_What this task involves_: Find the word "default" in the data, then copy each line where it is found.

(Beginning of Provided data)

PR #1195, opened 2026-06-24
chore(client-reports): Prevent client report loss when envelope dropped

szokeasaurusrex:
Prevent client report data from being lost when an envelope containing a client report is dropped by adding all losses from the lost client report back into the aggregator. This ensures that the next outgoing envelope will include the loss data.

This change fixes some undesirable behavior I discovered while manually testing client reports: if the transport queue overflows when sending an error, we record a lost error event. If we then immediately try to send another error, that envelope will pick up the loss, draining it from the aggregator, but if the queue is still full, that envelope will also get lost with the client report. We will record the lost error event from the second envelope, but without this change, we would not include the loss from the first envelope. If we consider the case where many envelopes get sent in rapid succession and overflow the queue, we could end up with a severe undercount of reported losses as a result.


lcian (approved):
Nice.

Issue #1201, opened 2026-06-25
Enforce strict trace continuation when starting transactions


szokeasaurusrex:
Implement the strict trace continuation decision when creating transactions. The SDK should reject incoming traces when the incoming `sentry-org_id` is incompatible with the SDK organization ID according to the [spec decision matrix](<https://develop.sentry.dev/sdk/foundations/trace-propagation/#continuing-traces>). This is the behavior-changing implementation task for getsentry/sentry-rust#1016.

Add a `CHANGELOG.md` entry because this can significantly alter incoming trace continuation behavior.

<details><summary>Implementation notes</summary>

Target files:

* `sentry-core/src/performance/mod.rs`
* `sentry-actix` tests
* `sentry-tower` tests
* `CHANGELOG.md`

Implementation:

* In `Transaction::new`, evaluate the continuation decision before sampling and before constructing `protocol::TraceContext`.
* Use:
  * `ctx.incoming_org_id`
  * `client.options().resolved_org_id()` when a client exists
  * `client.options().strict_trace_continuation`
* Add a private helper such as `fn should_continue_trace(incoming: Option<OrganizationId>, sdk: Option<OrganizationId>, strict: bool) -> bool`.
* Decision rules:
  * both IDs present and different -> start a new trace regardless of `strict_trace_continuation`
  * exactly one ID present -> start a new trace when `strict_trace_continuation` is `true`; continue when `false`
  * both IDs present and equal -> continue
  * both IDs absent -> continue
* On rejection, replace inbound trace state before sampling:
  * new random/default `trace_id`
  * `parent_span_id: None`
  * new/default `span_id`
  * `sampled: None`
  * `incoming_org_id: None`
* Ensure parent sampling decisions from rejected traces do not influence `traces_sampler` or `ctx.sampled` fallback.
* Preserve existing behavior when there is no active client, since no SDK organization ID or strict option is available.
* Do not create head-of-trace DSC in this task; that belongs to later DSC work.

Core tests:

* Cover the full spec matrix for incoming org ID, SDK org ID, and `strict_trace_continuation`.
* On rejection, assert the transaction trace ID differs from the incoming trace ID, `parent_span_id` is `None`, and parent sampling is not inherited.
* Assert explicit `ClientOptions::org_id` overrides the DSN-derived organization ID.

Integration tests:

* Add actix and tower coverage with the behavior change because these integrations exercise the automatic inbound server path.
[...]

PR #1209, opened 2026-06-29
chore(tracing): Store incoming baggage org ID

### LINKED ISSUE #1200: Parse sentry-org_id from incoming baggage for transaction continuation
Parse `sentry-org_id` from incoming `baggage` headers and store the parsed value on `TransactionContext` for later strict continuation decisions. This task should not enforce strict continuation yet and should not implement full Dynamic Sampling Context parsing or outgoing baggage propagation. This is part of getsentry/sentry-rust#1016.

The goal is to make the incoming organization ID available to transaction creation while keeping the change behavior-neutral.

<details><summary>Implementation notes</summary>

Target file:

* `sentry-core/src/performance.rs`

Implementation:

* Add an internal parsed incoming trace metadata type, for example `struct IncomingTrace { sentry_trace: SentryTrace, org_id: Option<OrganizationId> }`.
* Preserve public compatibility for `parse_headers`; either keep `parse_headers` returning `Option<SentryTrace>` and add a private `parse_incoming_trace_headers`, or add a distinct helper while leaving `parse_headers` unchanged.
* Extend `TransactionContext` with an internal `incoming_org_id: Option<OrganizationId>` field.
* Initialize `incoming_org_id` to `None` in constructors except `continue_from_headers`.
* Update `TransactionContext::continue_from_headers` to parse both `sentry-trace` and `baggage`.
* Parse baggage minimally:
  * scan comma-separated baggage members
  * trim whitespace around members
  * match only key `sentry-org_id`
  * parse the value as `OrganizationId`
  * treat malformed, empty, duplicate-unparseable, or absent values as `None`
* Do not parse, preserve, or serialize any other DSC fields.

Tests:

* `baggage: sentry-org_id=123` is parsed.
* Baggage with unrelated fields before or after `sentry-org_id` is parsed.
* Mixed-case `baggage` header name is accepted.
* Malformed org IDs are treated as absent.
* No `sentry-trace` means the returned context starts a fresh trace and does not carry an incoming org ID.
* Validate with `cargo test -p sentry-core performance`.

</details>

szokeasaurusrex:
Parse `sentry-org_id` from incoming `baggage` headers alongside `sentry-trace` and store it on `TransactionContext`.

This keeps the change behavior-neutral while making the incoming org ID available for strict trace continuation work in a getsentry/sentry-rust#1201. Malformed or missing org IDs are treated as absent, and baggage without a valid `sentry-trace` does not attach incoming org metadata to a fresh transaction context.

Closes [#1200](<https://github.com/getsentry/sentry-rust/issues/1200>)  <br>Closes getsentry/sentry-rust#1200  <br>References [#1201](<https://github.com/getsentry/sentry-rust/issues/1201>)  <br>References getsentry/sentry-rust#1201

### DIFF
--- a/sentry-core/src/performance/headers.rs
+++ b/sentry-core/src/performance/headers.rs
@@ -3,17 +3,23 @@
 use std::error::Error;
 use std::fmt::{Display, Formatter, Result as FmtResult};
 
+use sentry_types::protocol::v7::OrganizationId;
+
 use crate::protocol::{SpanId, TraceId};
 
 /// A key-value header pair.
 type Header<'h> = (&'h str, &'h str);
+
+/// The baggage key for the Sentry org ID.
+const SENTRY_ORG_ID: &str = "sentry-org_id";
 
 /// The [trace propagation] context.
 ///
 /// Contains the information necessary for propagating Sentry traces and continuing traces from
 /// incoming requests.
 ///
-/// The data stored in this struct can be parsed from and transmitted as `sentry-trace` headers.
+/// The data stored in this struct can be parsed from and transmitted as `sentry-trace` and Sentry
+/// baggage headers.
 ///
 /// Note that the Rust SDK only partially supports trace propagation, certain features such as
 /// [dynamic sampling] may be missing or incomplete.
@@ -25,6 +31,7 @@ pub struct TracePropagationContext {
     pub(crate) trace_id: TraceId,
     pub(crate) span_id: SpanId,
     pub(super) sampled: Option<bool>,
+    pub(super) org_id: Option<OrganizationId>,
 }
 
 #[derive(Debug, Clone)]
@@ -53,6 +60,7 @@ impl TracePropagationContext {
             trace_id,
             span_id,
             sampled: None,
+            org_id: None,
         }
     }
 
@@ -68,6 +76,7 @@ impl TracePropagationContext {
             trace_id,
             span_id,
             sampled,
+            org_id: _,
         } = self;
 
         let sampled_suffix = sampled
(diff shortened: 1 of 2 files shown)


sentry-core/src/performance/headers.rs
```diff
@@ -3,17 +3,23 @@
...
 
+use sentry_types::protocol::v7::OrganizationId;
+
 use crate::protocol::{SpanId, TraceId};
 
 /// A key-value header pair.
 type Header<'h> = (&'h str, &'h str);
 
+/// The baggage key for the Sentry org ID.
+const SENTRY_ORG_ID: &str = "sentry-org_id";
```
Litarnus, line 14: Maybe we can also add `sentry-trace` and `baggage` as constants for consistency

sentry-core/src/performance/headers.rs
```diff
@@ -190,6 +208,42 @@ impl std::fmt::Display for SentryTrace {
...
+    }
+
+    /// Update `self` with a key-value pair from the baggage header.
+    ///
+    /// The value is only updated if it is valid, otherwise the old value is kept.
+    fn update_from_value(&mut self, key: &str, value: &str) {
+        if key == SENTRY_ORG_ID {
+            self.org_id = value.parse().ok().or(self.org_id);
+        }
+    }
```
Litarnus, line 250: nit: I think we can just have a `filter` after `flat_map` to filter by org ID, but this solution is also fine if ever want to parse more data

Litarnus (approved):

sentry-core/src/performance/headers.rs
szokeasaurusrex: Yeah, let's keep it so that we can parse more things in the future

(End of Provided data)

_Written solution_:
  * new random/default `trace_id`
  * new/default `span_id`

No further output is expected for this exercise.